### Action item
Below are the records; output them exactly from the first line through the line with "all commit messages.", stopping there.

### Data

▬▬▬▬▬▬▬▬▬▬

PR #1083, opened 2023-06-27
Add generation of events from SimulatorSyntheticDataSpec.

tristanvuong2021:


wfa-reviewable:
This change is [Reviewable](https://reviewable.io/reviews/world-federation-of-advertisers/cross-media-measurement/1083)

SanjayVas (changes requested):
> Reviewed 1 of 4 files at r1, 1 of 2 files at r4, all commit messages.
> *[Reviewable](https://reviewable.io/reviews/world-federation-of-advertisers/cross-media-measurement/1083)* status: 2 of 4 files reviewed, 8 unresolved discussions (waiting on @kungfucraig and @tristanvuong2021)

___
*[`src/main/kotlin/org/wfanet/measurement/loadtest/dataprovider/SimulatorSyntheticDataSpecEventQuery.kt` line 40 at r4](https://reviewable.io/reviews/world-federation-of-advertisers/cross-media-measurement/1083#-NZ3E-lK0zu6VBs5pVSG:-NZ3E-lLEauNctiZO0XO:b-tec2fp) ([raw file](https://github.com/world-federation-of-advertisers/cross-media-measurement/blob/6e05d15d09aad5848ac874fb85bcbaf35ec98eb9/src/main/kotlin/org/wfanet/measurement/loadtest/dataprovider/SimulatorSyntheticDataSpecEventQuery.kt#L40)):*
> ```Kotlin
>    * * with the [Descriptor].
>    */
>   fun generateEvents(
> ```

Split the generation into a separate type so it can be used independently of the EventQuery implementation. The EventQuery implementation can just call the generator.
___
*[`src/main/kotlin/org/wfanet/measurement/loadtest/dataprovider/SimulatorSyntheticDataSpecEventQuery.kt` line 48 at r4](https://reviewable.io/reviews/world-federation-of-advertisers/cross-media-measurement/1083#-NZ3F7B_6V1fUCkKADWM:-NZ3F7B_6V1fUCkKADWN:blny38i) ([raw file](https://github.com/world-federation-of-advertisers/cross-media-measurement/blob/6e05d15d09aad5848ac874fb85bcbaf35ec98eb9/src/main/kotlin/org/wfanet/measurement/loadtest/dataprovider/SimulatorSyntheticDataSpecEventQuery.kt#L48)):*
> ```Kotlin
> 
>     return sequence {
>       simulatorSyntheticDataSpec.eventGroupSpecList.forEach { syntheticEventGroupSpec ->
> ```

Prefer regular for-in loops over `forEach` except when chaining. This is *especially* true in cases like this where the element is named.



_Suggestion:_
```Kotlin
for (syntheticEventGroupSpec in simulatorSyntheticDataSpec.eventGroupSpecList) {
```
___
*[`src/main/kotlin/org/wfanet/measurement/loadtest/dataprovider/SimulatorSyntheticDataSpecEventQuery.kt` line 59 at r4](https://reviewable.io/reviews/world-federation-of-advertisers/cross-media-measurement/1083#-NZ3FwyK-ao22hppX_le:-NZ3FwyK-ao22hppX_lf:b-23d6m5) ([raw file](https://github.com/world-federation-of-advertisers/cross-media-measurement/blob/6e05d15d09aad5848ac874fb85bcbaf35ec98eb9/src/main/kotlin/org/wfanet/measurement/loadtest/dataprovider/SimulatorSyntheticDataSpecEventQuery.kt#L59)):*
> ```Kotlin
> 
>               population.populationFieldsList.forEach {
>                 val subPopulationFieldValue: String? = subPopulation.populationFieldsValuesMap[it]
> ```

Isn't every field in the spec supposed to have an associated value in the map?



_Suggestion:_
```Kotlin
val subPopulationFieldValue: String = subPopulation.populationFieldsValuesMap.getValue(it)
```
___
*[`src/main/kotlin/org/wfanet/measurement/loadtest/dataprovider/SimulatorSyntheticDataSpecEventQuery.kt` line 66 at r4](https://reviewable.io/reviews/world-federation-of-advertisers/cross-media-measurement/1083#-NZ3GSeo5pg5dsjqoFZQ:-NZ3GSeo5pg5dsjqoFZR:b-z9qjsb) ([raw file](https://github.com/world-federation-of-advertisers/cross-media-measurement/blob/6e05d15d09aad5848ac874fb85bcbaf35ec98eb9/src/main/kotlin/org/wfanet/measurement/loadtest/dataprovider/SimulatorSyntheticDataSpecEventQuery.kt#L66)):*
> ```Kotlin
>                       fieldPath,
>                       subPopulationFieldValue,
>                       descriptor.findFieldByName(fieldPath.first())
> ```

I assume the NPE comes from using this? If so, explicitly check whether the return value of this is null rather than using a try/catch for the NPE.



_Code quote:_
```Kotlin
descriptor.findFieldByName(fieldPath.first())
```
___
*[`src/main/kotlin/org/wfanet/measurement/loadtest/dataprovider/SimulatorSyntheticDataSpecEventQuery.kt` line 69 at r4](https://reviewable.io/reviews/world-federation-of-advertisers/cross-media-measurement/1083#-NZ3GeaX7HY54-7uavQL:-NZ3GeaX7HY54-7uavQM:bfc9lkn) ([raw file](https://github.com/world-federation-of-advertisers/cross-media-measurement/blob/6e05d15d09aad5848ac874fb85bcbaf35ec98eb9/src/main/kotlin/org/wfanet/measurement/loadtest/dataprovider/SimulatorSyntheticDataSpecEventQuery.kt#L69)):*
> ```Kotlin
>                     )
>                   } catch (_: NullPointerException) {
>                     throw IllegalArgumentException()
> ```

If we end up keeping this try/catch, the IllegalArgumentException should specify the NPE as the cause.



_Code quote:_
```Kotlin
throw IllegalArgumentException()
```
___
*[`src/main/kotlin/org/wfanet/measurement/loadtest/dataprovider/SimulatorSyntheticDataSpecEventQuery.kt` line 96 at r4](https://reviewable.io/reviews/world-federation-of-advertisers/cross-media-measurement/1083#-NZ3Gy_50P4K9UK6QBS2:-NZ3Gy_50P4K9UK6QBS3:b2ni8l0) ([raw file](https://github.com/world-federation-of-advertisers/cross-media-measurement/blob/6e05d15d09aad5848ac874fb85bcbaf35ec98eb9/src/main/kotlin/org/wfanet/measurement/loadtest/dataprovider/SimulatorSyntheticDataSpecEventQuery.kt#L96)):*
> ```Kotlin
>               for (i in 1..numEvents) {
>                 yield(event)
>               }
> ```

nit



_Suggestion:_
```Kotlin
              repeat(numEvents) {
                yield(event)
              }
```
___
*[`src/main/kotlin/org/wfanet/measurement/loadtest/dataprovider/SimulatorSyntheticDataSpecEventQuery.kt` line 140 at r4](https://reviewable.io/reviews/world-federation-of-advertisers/cross-media-measurement/1083#-NZ3M9HvDhOfTLJqOiZI:-NZ3M9HvDhOfTLJqOiZJ:bjdwyqa) ([raw file](https://github.com/world-federation-of-advertisers/cross-media-measurement/blob/6e05d15d09aad5848ac874fb85bcbaf35ec98eb9/src/main/kotlin/org/wfanet/measurement/loadtest/dataprovider/SimulatorSyntheticDataSpecEventQuery.kt#L140)):*
> ```Kotlin
>     if (fieldPath.size == 1) {
>       @Suppress("WHEN_ENUM_CAN_BE_NULL_IN_JAVA") // Proto enum fields are never null.
>       val fieldValue: Any =
> ```

I mentioned this in one of our design discussions. I'd rather update the spec message definition so that the map value is a message with a oneof with fields of the various types we support. That way the only type we need to convert is enum and we don't have to worry about precision issues.
___
*[`src/main/kotlin/org/wfanet/measurement/loadtest/dataprovider/SimulatorSyntheticDataSpecEventQuery.kt` line 146 at r4](https://reviewable.io/reviews/world-federation-of-advertisers/cross-media-measurement/1083#-NZ3Lxuw1ABlopLrz6aO:-NZ3Lxuw1ABlopLrz6aP:b-wqbs32) ([raw file](https://github.com/world-federation-of-advertisers/cross-media-measurement/blob/6e05d15d09aad5848ac874fb85bcbaf35ec98eb9/src/main/kotlin/org/wfanet/measurement/loadtest/dataprovider/SimulatorSyntheticDataSpecEventQuery.kt#L146)):*
> ```Kotlin
>           FieldDescriptor.Type.BYTES -> value.toByteStringUtf8()
>           FieldDescriptor.Type.ENUM ->
>             curFieldDescriptor.enumType.findValueByName(value.uppercase(Locale.getDefault()))
> ```

Require enum values to be specified as integers.



_Code quote:_
```Kotlin
curFieldDescriptor.enumType.findValueByName(value.uppercase(Locale.getDefault()))
```

tristanvuong2021 (commented):
> *[Reviewable](https://reviewable.io/reviews/world-federation-of-advertisers/cross-media-measurement/1083)* status: 1 of 5 files reviewed, 7 unresolved discussions (waiting on @kungfucraig and @SanjayVas)

___
*[`src/main/kotlin/org/wfanet/measurement/loadtest/dataprovider/SimulatorSyntheticDataSpecEventQuery.kt` line 40 at r4](https://reviewable.io/reviews/world-federation-of-advertisers/cross-media-measurement/1083#-NZ3E-lK0zu6VBs5pVSG:-NZ6e7EF3vOnMf4_DTS9:b-896fix) ([raw file](https://github.com/world-federation-of-advertisers/cross-media-measurement/blob/6e05d15d09aad5848ac874fb85bcbaf35ec98eb9/src/main/kotlin/org/wfanet/measurement/loadtest/dataprovider/SimulatorSyntheticDataSpecEventQuery.kt#L40)):*

Split the generation into a separate type so it can be used independently of the EventQuery implementation. The EventQuery implementation can just call the generator.
</blockquote></details>

Done.
___
*[`src/main/kotlin/org/wfanet/measurement/loadtest/dataprovider/SimulatorSyntheticDataSpecEventQuery.kt` line 48 at r4](https://reviewable.io/reviews/world-federation-of-advertisers/cross-media-measurement/1083#-NZ3F7B_6V1fUCkKADWM:-NZ6fuM85aDJ9xwyHPvE:b-896fix) ([raw file](https://github.com/world-federation-of-advertisers/cross-media-measurement/blob/6e05d15d09aad5848ac874fb85bcbaf35ec98eb9/src/main/kotlin/org/wfanet/measurement/loadtest/dataprovider/SimulatorSyntheticDataSpecEventQuery.kt#L48)):*

Prefer regular for-in loops over `forEach` except when chaining. This is *especially* true in cases like this where the element is named.
</blockquote></details>

Done.
___
*[`src/main/kotlin/org/wfanet/measurement/loadtest/dataprovider/SimulatorSyntheticDataSpecEventQuery.kt` line 59 at r4](https://reviewable.io/reviews/world-federation-of-advertisers/cross-media-measurement/1083#-NZ3FwyK-ao22hppX_le:-NZ6fupL3WLMHP3_qT6Q:b-896fix) ([raw file](https://github.com/world-federation-of-advertisers/cross-media-measurement/blob/6e05d15d09aad5848ac874fb85bcbaf35ec98eb9/src/main/kotlin/org/wfanet/measurement/loadtest/dataprovider/SimulatorSyntheticDataSpecEventQuery.kt#L59)):*

Isn't every field in the spec supposed to have an associated value in the map?
</blockquote></details>

Done.
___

▬▬▬▬▬▬▬▬▬▬

### Result of the exercise
PR #1083, opened 2023-06-27
Add generation of events from SimulatorSyntheticDataSpec.

tristanvuong2021:


wfa-reviewable:
This change is [Reviewable](https://reviewable.io/reviews/world-federation-of-advertisers/cross-media-measurement/1083)

SanjayVas (changes requested):
> Reviewed 1 of 4 files at r1, 1 of 2 files at r4, all commit messages.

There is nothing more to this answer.